*** Available data ***

PR #11079, opened 2019-06-11
Add TryAddScheme to IAuthenticationSchemeProvider

### LINKED ISSUE #4666: IAuthenticationSchemeProvider needs a TryAddScheme()
Looking at this example/test to dynamically add authentication schemes at runtime:

https://github.com/aspnet/Security/blob/0959c941b40086b131b1e01d304fc23bb887fdc8/test/Microsoft.AspNetCore.Authentication.Test/DynamicSchemeTests.cs#L137-L143

If the endpoint is invoked twice, it will result in an `InvalidOperationException`: 
https://github.com/aspnet/HttpAbstractions/blob/dev/src/Microsoft.AspNetCore.Authentication.Core/AuthenticationSchemeProvider.cs#L121

Instead perhaps this method should be `bool TryAddScheme(AuthenticationScheme scheme)` so users don't have to wrap it in a try-catch.

Also it appears that the underlying `_map` should be a `ConcurrentDictionary`?

HaoK:
Fixes https://github.com/aspnet/AspNetCore/issues/4666

### DIFF
--- a/src/Http/Authentication.Abstractions/src/IAuthenticationSchemeProvider.cs
+++ b/src/Http/Authentication.Abstractions/src/IAuthenticationSchemeProvider.cs
@@ -76,7 +76,17 @@ namespace Microsoft.AspNetCore.Authentication
         /// </summary>
         /// <param name="scheme">The scheme.</param>
         /// <returns>true if the scheme was added successfully.</returns>
-        bool TryAddScheme(AuthenticationScheme scheme) => false;
+        bool TryAddScheme(AuthenticationScheme scheme)
+        {
+            try
+            {
+                AddScheme(scheme);
+                return true;
+            }
+            catch {
+                return false;
+            }
+        }
 
         /// <summary>
         /// Removes a scheme, preventing it from being used by <see cref="IAuthenticationService"/>.
--- a/src/Http/Authentication.Abstractions/src/IAuthenticationSchemeProvider.cs
+++ b/src/Http/Authentication.Abstractions/src/IAuthenticationSchemeProvider.cs
@@ -72,6 +72,13 @@ namespace Microsoft.AspNetCore.Authentication
         void AddScheme(AuthenticationScheme scheme);
 
         /// <summary>
+        /// Registers a scheme for use by <see cref="IAuthenticationService"/>. 
+        /// </summary>
+        /// <param name="scheme">The scheme.</param>
+        /// <returns>true if the scheme was added successfully.</returns>
+        bool TryAddScheme(AuthenticationScheme scheme) => false;
+
+        /// <summary>
         /// Removes a scheme, preventing it from being used by <see cref="IAuthenticationService"/>.
         /// </summary>
         /// <param name="name">The name of the authenticationScheme being removed.</param>
--- a/src/Http/Authentication.Core/src/AuthenticationSchemeProvider.cs
+++ b/src/Http/Authentication.Core/src/AuthenticationSchemeProvider.cs
@@ -133,17 +133,18 @@ namespace Microsoft.AspNetCore.Authentication
         /// Registers a scheme for use by <see cref="IAuthenticationService"/>. 
         /// </summary>
         /// <param name="scheme">The scheme.</param>
-        public virtual void AddScheme(AuthenticationScheme scheme)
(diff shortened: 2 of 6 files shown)


src/Http/Authentication.Abstractions/src/IAuthenticationSchemeProvider.cs
```diff
@@ -71,6 +71,13 @@ public interface IAuthenticationSchemeProvider
         /// <param name="scheme">The scheme.</param>
         void AddScheme(AuthenticationScheme scheme);
 
+        /// <summary>
+        /// Registers a scheme for use by <see cref="IAuthenticationService"/>. 
+        /// </summary>
+        /// <param name="scheme">The scheme.</param>
+        /// <returns>true if the scheme was added successfully.</returns>
+        bool TryAddScheme(AuthenticationScheme scheme) => false;
```
Tratcher: You didn't want to call AddScheme and return true? It works fine most of the time.

src/Http/Authentication.Core/src/AuthenticationSchemeProvider.cs
```diff
@@ -152,6 +153,26 @@ public virtual void AddScheme(AuthenticationScheme scheme)
...
+            }
+        }
+
+        /// <summary>
+        /// Registers a scheme for use by <see cref="IAuthenticationService"/>. 
+        /// </summary>
+        /// <param name="scheme">The scheme.</param>
+        public virtual void AddScheme(AuthenticationScheme scheme)
+        {
+            if (_schemes.ContainsKey(scheme.Name))
```
Tratcher: This check is redundant, AddScheme will succeed most of the time so there's no point optimizing for the lock.

Tratcher (approved):

Tratcher:
Hmm, doesn't compile on the CI? Is this our first use of default interface methods?

src/Http/Authentication.Abstractions/src/IAuthenticationSchemeProvider.cs
anurse: That depends on what the contract of this method is. What kind of "Try" is it? Is it "try and if there's an exception, return false instead" or is it "add it if it hasn't already been added"?

anurse: From the [original issue](https://github.com/aspnet/AspNetCore/issues/4666):

> Instead perhaps this method should be bool TryAddScheme(AuthenticationScheme scheme) so users don't have to wrap it in a try-catch.

Maybe the default implementation should be `try { AddScheme(scheme); return true } catch { return false; }` ?

HaoK: Yeah try catch is the correct behavior, this is mostly to prevent exceptions

anurse:
Crossgen appears to be failing on the DIM. We are a little behind on SDKs if I remember correctly, but we should have preview 5 (which I thought had DIMs).

anurse:
Are we still seeing blocking issues here? We need to land preview7 stuff soon, so perhaps this won't make it?

HaoK:
Yeah I'm still seeing crossgen issues using the preview6 sdk, I can try preview 7 but doesn't look like this will make it today

anurse:
Ok, let's plan to punt to preview8

anurse:
@Pilchie we're getting crossgen failures using Default Interface Methods here. Who can we loop in to help diagnose this? If crossgen is failing with DIMs that might be a problem :)

anurse:
First thing: It's not the SDK that brings crossgen, it's the runtime. I'm going to rebase this and see what happens.

Second: I'll start an email thread to see if we can sort out the crossgen issues.

anurse:
No dice on the first part :(

JunTaoLuo:
This PR has been open for quite a while, what are we doing about this?

HaoK:
I just need to rebase and try it again to see if cross gen is fixed now

HaoK:
Replaced by https://github.com/aspnet/AspNetCore/pull/14448 but cross gen is still failing in release/3.1 which might not have the fix yet, the expected fix for the cross gen is this PR: https://github.com/dotnet/coreclr/pull/25839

*** End of Available data ***

> _Exercise objective_
Within the material, how many lines hold "using"? Say only the number.

> _Problem solution_
2